Entries taken from a collection
● ● ● ●

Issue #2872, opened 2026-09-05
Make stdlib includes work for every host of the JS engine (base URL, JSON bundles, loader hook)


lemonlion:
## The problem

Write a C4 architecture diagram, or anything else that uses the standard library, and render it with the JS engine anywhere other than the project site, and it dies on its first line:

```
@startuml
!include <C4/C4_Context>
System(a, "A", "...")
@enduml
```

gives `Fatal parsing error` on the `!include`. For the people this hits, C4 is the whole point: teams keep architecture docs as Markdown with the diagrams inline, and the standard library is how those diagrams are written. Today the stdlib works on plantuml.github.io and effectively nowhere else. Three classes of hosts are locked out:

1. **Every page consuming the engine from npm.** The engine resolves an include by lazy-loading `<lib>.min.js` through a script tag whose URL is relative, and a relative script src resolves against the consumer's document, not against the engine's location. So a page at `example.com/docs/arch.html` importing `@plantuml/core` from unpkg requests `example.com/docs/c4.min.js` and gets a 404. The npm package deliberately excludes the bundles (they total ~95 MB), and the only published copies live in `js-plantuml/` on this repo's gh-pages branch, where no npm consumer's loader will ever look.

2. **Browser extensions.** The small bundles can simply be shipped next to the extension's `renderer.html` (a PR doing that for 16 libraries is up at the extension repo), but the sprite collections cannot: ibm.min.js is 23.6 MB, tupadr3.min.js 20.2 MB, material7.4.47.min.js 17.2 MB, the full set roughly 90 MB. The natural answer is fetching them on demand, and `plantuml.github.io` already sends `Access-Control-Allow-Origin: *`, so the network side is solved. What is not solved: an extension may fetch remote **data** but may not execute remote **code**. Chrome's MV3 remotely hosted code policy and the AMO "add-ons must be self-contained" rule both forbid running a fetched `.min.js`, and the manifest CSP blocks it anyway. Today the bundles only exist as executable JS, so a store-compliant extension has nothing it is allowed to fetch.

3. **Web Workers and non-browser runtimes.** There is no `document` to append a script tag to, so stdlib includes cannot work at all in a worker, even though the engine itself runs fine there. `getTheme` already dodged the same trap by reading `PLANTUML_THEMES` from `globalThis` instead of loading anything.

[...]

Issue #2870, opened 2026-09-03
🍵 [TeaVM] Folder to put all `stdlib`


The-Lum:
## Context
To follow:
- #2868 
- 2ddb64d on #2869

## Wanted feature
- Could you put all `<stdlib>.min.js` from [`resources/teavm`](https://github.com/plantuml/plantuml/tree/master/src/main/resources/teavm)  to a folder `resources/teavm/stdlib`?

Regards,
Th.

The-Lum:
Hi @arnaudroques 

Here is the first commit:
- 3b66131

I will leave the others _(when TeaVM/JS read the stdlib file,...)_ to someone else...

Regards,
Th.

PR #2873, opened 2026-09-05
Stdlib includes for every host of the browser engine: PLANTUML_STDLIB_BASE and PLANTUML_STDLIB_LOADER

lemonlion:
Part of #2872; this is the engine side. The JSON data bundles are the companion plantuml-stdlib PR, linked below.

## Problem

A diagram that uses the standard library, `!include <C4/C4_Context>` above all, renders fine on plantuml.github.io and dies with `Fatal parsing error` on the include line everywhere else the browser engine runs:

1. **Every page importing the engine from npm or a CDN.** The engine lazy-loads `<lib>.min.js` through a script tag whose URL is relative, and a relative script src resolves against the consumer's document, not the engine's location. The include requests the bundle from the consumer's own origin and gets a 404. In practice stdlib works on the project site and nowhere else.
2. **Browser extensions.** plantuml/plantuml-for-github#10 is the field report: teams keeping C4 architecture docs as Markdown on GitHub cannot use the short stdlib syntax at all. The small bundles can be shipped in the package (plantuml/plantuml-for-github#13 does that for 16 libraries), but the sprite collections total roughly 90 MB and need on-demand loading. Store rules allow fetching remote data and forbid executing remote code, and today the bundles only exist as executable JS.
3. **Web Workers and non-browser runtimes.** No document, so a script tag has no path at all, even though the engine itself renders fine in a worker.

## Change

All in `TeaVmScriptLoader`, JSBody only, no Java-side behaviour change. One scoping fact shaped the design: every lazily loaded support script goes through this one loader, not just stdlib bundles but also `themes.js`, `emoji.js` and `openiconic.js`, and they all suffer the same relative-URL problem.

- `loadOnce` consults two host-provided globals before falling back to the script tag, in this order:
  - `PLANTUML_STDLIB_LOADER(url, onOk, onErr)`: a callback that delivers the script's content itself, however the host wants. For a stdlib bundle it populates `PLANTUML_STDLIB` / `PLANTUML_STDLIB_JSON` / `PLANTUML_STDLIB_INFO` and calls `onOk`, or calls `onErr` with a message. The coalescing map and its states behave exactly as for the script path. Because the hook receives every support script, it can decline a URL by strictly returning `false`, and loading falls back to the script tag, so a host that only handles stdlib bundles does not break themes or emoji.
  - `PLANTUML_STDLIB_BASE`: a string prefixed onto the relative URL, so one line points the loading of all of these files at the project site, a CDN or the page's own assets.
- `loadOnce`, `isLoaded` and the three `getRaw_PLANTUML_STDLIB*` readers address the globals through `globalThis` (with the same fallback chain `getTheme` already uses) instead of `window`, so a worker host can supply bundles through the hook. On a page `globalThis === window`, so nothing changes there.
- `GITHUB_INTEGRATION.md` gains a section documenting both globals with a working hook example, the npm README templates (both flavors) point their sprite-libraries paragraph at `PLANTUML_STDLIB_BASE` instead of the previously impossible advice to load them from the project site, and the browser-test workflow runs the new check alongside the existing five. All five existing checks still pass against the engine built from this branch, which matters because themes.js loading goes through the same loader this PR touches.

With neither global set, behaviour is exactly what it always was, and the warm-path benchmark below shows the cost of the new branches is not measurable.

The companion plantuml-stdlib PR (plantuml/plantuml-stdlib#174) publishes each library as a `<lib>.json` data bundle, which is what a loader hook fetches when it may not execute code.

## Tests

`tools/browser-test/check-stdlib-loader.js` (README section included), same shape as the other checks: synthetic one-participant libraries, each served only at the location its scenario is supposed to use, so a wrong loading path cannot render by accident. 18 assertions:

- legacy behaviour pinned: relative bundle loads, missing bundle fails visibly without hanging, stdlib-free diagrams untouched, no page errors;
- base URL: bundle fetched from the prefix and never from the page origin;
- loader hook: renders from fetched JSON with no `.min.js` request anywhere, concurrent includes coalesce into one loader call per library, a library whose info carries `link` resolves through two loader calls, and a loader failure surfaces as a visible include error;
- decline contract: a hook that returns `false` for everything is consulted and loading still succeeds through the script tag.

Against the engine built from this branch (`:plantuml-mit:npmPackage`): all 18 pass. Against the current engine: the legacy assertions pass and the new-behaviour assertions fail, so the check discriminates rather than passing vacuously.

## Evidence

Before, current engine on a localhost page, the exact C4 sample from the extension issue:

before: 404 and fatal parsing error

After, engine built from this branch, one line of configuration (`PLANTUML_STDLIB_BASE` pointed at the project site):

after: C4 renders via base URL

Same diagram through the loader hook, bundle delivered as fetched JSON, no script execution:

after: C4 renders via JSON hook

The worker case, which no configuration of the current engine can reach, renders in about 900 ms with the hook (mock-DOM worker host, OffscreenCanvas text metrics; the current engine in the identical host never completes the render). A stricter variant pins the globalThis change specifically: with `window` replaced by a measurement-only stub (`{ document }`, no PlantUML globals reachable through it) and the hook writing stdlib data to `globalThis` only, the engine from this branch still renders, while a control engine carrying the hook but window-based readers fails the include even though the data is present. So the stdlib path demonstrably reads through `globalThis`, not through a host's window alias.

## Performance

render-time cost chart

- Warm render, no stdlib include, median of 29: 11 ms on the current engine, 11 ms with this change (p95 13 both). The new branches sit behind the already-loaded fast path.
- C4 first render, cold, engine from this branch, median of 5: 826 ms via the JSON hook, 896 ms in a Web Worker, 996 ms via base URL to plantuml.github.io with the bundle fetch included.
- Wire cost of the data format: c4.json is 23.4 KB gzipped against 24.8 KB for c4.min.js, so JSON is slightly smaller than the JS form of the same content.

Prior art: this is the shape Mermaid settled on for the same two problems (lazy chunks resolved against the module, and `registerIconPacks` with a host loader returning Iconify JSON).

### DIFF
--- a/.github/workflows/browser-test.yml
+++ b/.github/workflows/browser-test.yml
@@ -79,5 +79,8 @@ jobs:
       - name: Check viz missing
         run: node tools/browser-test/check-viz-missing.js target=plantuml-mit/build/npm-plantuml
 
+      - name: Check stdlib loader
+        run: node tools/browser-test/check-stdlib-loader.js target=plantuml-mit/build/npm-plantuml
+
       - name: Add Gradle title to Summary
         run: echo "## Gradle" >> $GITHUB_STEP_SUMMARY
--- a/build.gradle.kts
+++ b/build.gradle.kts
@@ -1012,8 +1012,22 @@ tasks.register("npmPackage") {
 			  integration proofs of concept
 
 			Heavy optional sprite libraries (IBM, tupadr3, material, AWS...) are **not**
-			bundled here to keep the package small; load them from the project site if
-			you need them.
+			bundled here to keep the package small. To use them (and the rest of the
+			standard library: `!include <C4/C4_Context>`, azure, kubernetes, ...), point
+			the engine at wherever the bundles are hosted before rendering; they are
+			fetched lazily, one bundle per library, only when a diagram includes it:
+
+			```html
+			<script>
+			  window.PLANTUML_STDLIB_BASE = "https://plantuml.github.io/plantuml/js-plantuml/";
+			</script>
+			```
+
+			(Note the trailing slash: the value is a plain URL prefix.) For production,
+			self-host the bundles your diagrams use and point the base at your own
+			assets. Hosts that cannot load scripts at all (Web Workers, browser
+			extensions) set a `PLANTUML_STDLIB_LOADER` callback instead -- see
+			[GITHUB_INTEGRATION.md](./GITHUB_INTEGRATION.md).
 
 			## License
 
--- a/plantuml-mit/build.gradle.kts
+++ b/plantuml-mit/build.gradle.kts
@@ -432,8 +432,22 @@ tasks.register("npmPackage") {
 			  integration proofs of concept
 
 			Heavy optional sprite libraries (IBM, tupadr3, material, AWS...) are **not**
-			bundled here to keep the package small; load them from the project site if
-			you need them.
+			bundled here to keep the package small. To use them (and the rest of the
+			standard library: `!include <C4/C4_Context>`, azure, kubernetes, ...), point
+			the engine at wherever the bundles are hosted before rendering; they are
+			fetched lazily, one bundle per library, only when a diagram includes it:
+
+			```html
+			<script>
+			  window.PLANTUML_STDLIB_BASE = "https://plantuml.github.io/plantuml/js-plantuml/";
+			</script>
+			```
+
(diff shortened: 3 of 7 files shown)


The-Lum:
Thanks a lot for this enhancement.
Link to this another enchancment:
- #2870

● ● ● ●

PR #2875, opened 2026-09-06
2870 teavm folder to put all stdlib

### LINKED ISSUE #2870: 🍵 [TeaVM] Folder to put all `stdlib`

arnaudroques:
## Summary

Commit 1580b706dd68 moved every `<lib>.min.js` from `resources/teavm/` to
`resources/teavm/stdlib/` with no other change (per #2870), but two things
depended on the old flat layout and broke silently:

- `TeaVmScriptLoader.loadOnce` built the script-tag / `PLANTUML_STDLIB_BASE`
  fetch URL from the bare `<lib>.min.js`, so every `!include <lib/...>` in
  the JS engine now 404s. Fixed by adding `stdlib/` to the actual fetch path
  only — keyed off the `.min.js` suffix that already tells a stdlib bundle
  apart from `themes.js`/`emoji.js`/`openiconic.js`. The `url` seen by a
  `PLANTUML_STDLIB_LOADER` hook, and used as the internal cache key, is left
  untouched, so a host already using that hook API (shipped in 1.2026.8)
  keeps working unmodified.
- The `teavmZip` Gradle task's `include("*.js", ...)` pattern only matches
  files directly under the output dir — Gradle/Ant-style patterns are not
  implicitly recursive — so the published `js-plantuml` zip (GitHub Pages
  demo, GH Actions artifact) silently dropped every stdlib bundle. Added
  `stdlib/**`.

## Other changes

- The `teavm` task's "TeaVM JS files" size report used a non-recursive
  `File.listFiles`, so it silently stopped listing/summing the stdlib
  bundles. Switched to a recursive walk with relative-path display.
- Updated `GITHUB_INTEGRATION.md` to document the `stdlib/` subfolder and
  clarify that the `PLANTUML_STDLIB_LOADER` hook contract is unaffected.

● ● ● ●

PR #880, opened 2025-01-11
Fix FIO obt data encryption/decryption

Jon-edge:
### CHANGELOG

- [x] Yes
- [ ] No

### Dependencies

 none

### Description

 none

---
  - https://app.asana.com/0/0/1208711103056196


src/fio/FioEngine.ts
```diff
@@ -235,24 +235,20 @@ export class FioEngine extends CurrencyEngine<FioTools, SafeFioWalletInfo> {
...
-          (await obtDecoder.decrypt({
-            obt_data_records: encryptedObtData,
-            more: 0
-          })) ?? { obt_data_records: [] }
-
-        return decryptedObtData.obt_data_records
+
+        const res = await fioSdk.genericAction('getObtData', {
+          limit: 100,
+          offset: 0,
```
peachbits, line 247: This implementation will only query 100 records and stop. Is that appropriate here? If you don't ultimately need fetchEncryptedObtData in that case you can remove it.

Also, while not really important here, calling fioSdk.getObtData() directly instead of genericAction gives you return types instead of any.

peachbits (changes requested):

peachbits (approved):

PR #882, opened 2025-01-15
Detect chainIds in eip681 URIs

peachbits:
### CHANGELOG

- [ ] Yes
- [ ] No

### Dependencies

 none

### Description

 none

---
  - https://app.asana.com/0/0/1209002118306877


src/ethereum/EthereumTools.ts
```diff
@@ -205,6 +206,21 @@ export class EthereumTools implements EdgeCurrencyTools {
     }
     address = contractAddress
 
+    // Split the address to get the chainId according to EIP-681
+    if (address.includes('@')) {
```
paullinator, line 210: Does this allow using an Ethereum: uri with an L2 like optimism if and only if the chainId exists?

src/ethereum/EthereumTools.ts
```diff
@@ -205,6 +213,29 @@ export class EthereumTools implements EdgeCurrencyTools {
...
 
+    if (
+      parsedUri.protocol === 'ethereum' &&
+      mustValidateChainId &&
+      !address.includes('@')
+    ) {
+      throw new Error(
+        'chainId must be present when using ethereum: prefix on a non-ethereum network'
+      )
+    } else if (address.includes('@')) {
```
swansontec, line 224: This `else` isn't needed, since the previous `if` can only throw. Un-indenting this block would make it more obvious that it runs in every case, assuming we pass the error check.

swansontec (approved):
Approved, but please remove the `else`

● ● ● ●

Action item –
Tally up the lines above in which "first" occurs. Give the result as a bare number.

Solved problem –
3